Summit No. 8141, 1976 WL 188939, *1 (Nov. 17, 1976).

{¶8} This Court has maintained that in a dispute over actual notice, an uncontradicted

sworn statement is ordinarily sufficient to overcome a presumption that notice sent was actually

received. Wood at ¶ 10. “Although our precedent appears to propose a bright line test with regard

to an uncontradicted sworn statement, we do not read the opinions as precluding a plaintiff from

requesting a hearing to solicit contradictory testimony.” Id. Our precedent has not, however,

provided that an unsolicited hearing is required under these circumstances. As noted by the trial

court, State Auto did not request a hearing on Ms.
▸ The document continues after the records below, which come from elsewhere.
PR #6439, opened 2024-10-24
New One Time - use old type for stripe payment method

andrewHEguardian:

Change the stripe payment method passed to the backend to the old (inaccurate) value of 'stripePaymentRequestButton'. Our backend is expecting this
<!--


GHaberis (approved):
Looks good

PR #6447, opened 2024-10-28
Gh patch gu postcodes

graham228221:
Partial reversion of #6446 - our Supply Chain colleagues have realised that they do want to keep the GU1, GU2, GU21 and GU22 postcodes under the "Inside M25" area.


tjmw (approved):
👍

PR #6495, opened 2024-11-11
refactor: change internationalisation/index to named export

andrewHEguardian:

Refactor the index file exporting countryHelper and countryGroupHelper.

[**Trello Card**](https://trello.com/c/K3zOK9zP/1230-orphans-script-index-filename-removal)

## Why are you doing this?

The file was flagged as a false positive of `yarn orphans`. This refactor should make that output more useful. Also removes some default exports, which we have a lint rule exception for

## How to test

Run `yarn orphans` and do not see `internationalision/index.ts`. No eslint errors (concern as this could undo #5500)


tjmw (approved):
Nice 👍

PR #6498, opened 2024-11-11
First steps to support Guardian Light in the generic checkout

tjmw:

First steps to support Guardian Light in the generic checkout.

[**Trello Card**](https://trello.com/c/5Bjvwbvg/1204-checkout-support-for-new-product-investigate-frontend-and-if-it-needs-light-design-if-any)

### DIFF
--- a/support-frontend/assets/pages/[countryGroupId]/checkout.tsx
+++ b/support-frontend/assets/pages/[countryGroupId]/checkout.tsx
@@ -496,6 +496,14 @@ function CheckoutComponent({
 	 */
 	let productFields: RegularPaymentRequest['product'];
 	switch (productKey) {
+		case 'GuardianLight':
+			productFields = {
+				productType: 'GuardianLight',
+				currency: currencyKey,
+				billingPeriod: ratePlanDescription.billingPeriod,
+			};
+			break;
+
 		case 'TierThree':
 			productFields = {
 				productType: 'TierThree',
--- a/support-frontend/assets/pages/[countryGroupId]/checkout.tsx
+++ b/support-frontend/assets/pages/[countryGroupId]/checkout.tsx
@@ -1129,7 +1129,14 @@ function CheckoutComponent({
 							promotion,
 						)}
 						headerButton={
-							<BackButton path={`/${geoId}/contribute`} buttonText="Change" />
+							productKey === 'GuardianLight' ? (
+								<BackButton
+									path={`/${geoId}/guardianlight`}
+									buttonText="Back"
+								/>
+							) : (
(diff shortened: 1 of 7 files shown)


support-frontend/assets/pages/[countryGroupId]/checkout.tsx
```diff
@@ -496,6 +496,14 @@ function CheckoutComponent({
 	 */
 	let productFields: RegularPaymentRequest['product'];
 	switch (productKey) {
+		case 'GuardianLight':
+			productFields = {
+				productType: 'GuardianLight',
```
Comment (andrewHEguardian) [inline support-frontend/assets/pages/[countryGroupId]/checkout.tsx:501]: I know this is just following the established pattern but it does seem to be ready for some genericness here maybe? The product type is just equal to the product key we switched on

andrewHEguardian (approved):
This looks great 🚀  And a small change, woo for generic checkout!

paul-daniel-dempsey (approved):
Looks great, do you know how I update the `support-servicelambda/typeObject.ts` file with the `GuardianLight` productKey? Does a `yarn` pull it through?

tjmw:
> Looks great, do you know how I update the `support-services-lambda/typeObject.ts` file with the `GuardianLight` productKey? Does a `yarn` pull it through?

Yep it's referenced in the [`package.json` for support-frontend](https://github.com/guardian/support-frontend/blob/713bf80302a9216abbe9b4f79ff6e8d93a93456b/support-frontend/package.json#L92) and pulled directly from GitHub (the specific version is controlled by the Git commit SHA).

support-frontend/assets/pages/[countryGroupId]/checkout.tsx
Comment (tjmw) [reply support-frontend/assets/pages/[countryGroupId]/checkout.tsx:501]: Oops I missed this! That's a good spot, yeah maybe there's a refactoring here which could reduce duplication. I'll take a look.

Comment (tjmw) [reply support-frontend/assets/pages/[countryGroupId]/checkout.tsx:501]: > The product type is just equal to the product key we switched on

Looking more closely this is the case for _some_ product keys, but not all. So we could do something like:

```js
productType: productKey,
```

for the cases where it's true, but I wonder if that's got the potential for confusion as we're mixing concepts. Product keys aren't the same as product types, for example the keys `NationalDelivery`, `SubscriptionCard`, `HomeDelivery` all have a product type of `Paper` (so I guess it's a slightly higher level concept), but making this change could lead future readers to think that they _are_ the same thing. What do you think?

Comment (andrewHEguardian) [reply support-frontend/assets/pages/[countryGroupId]/checkout.tsx:501]: ah that makes sense. Keep it explicit 👍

Wilson’s motion for relief from judgment.

Consequently, we conclude that State Auto has failed to show that the trial court abused its

discretion in granting the common law motion to vacate judgment without hearing where no

hearing was requested by the non-moving party.

{¶9} State Auto’s first assignment of error is overruled.

ASSIGNMENT OF ERROR TWO

THE TRIAL COURT ABUSED ITS DISCRETION BY GRANTING APPELLEE’S [CIV.R.] 60(B) [MOTION] WHERE CERTIFIED MAIL SERVICE WAS COMPLETED AT THE “RESIDENCE” ADDRESS USED BY THE APPELLEE AS HER ADDRESS WITH THE OHIO BMV ON HER LICENSE AND REGISTRATION.

{¶10} In its second assignment of error, State Auto argues the trial court erred by granting

Ms. Wilson’s motion because service was completed at the address listed on her driver’s license

and vehicle registration. We disagree.

{¶11} Generally, a trial court’s decision regarding a common law motion to vacate is

reviewed for an abuse of discretion. Terwoord v.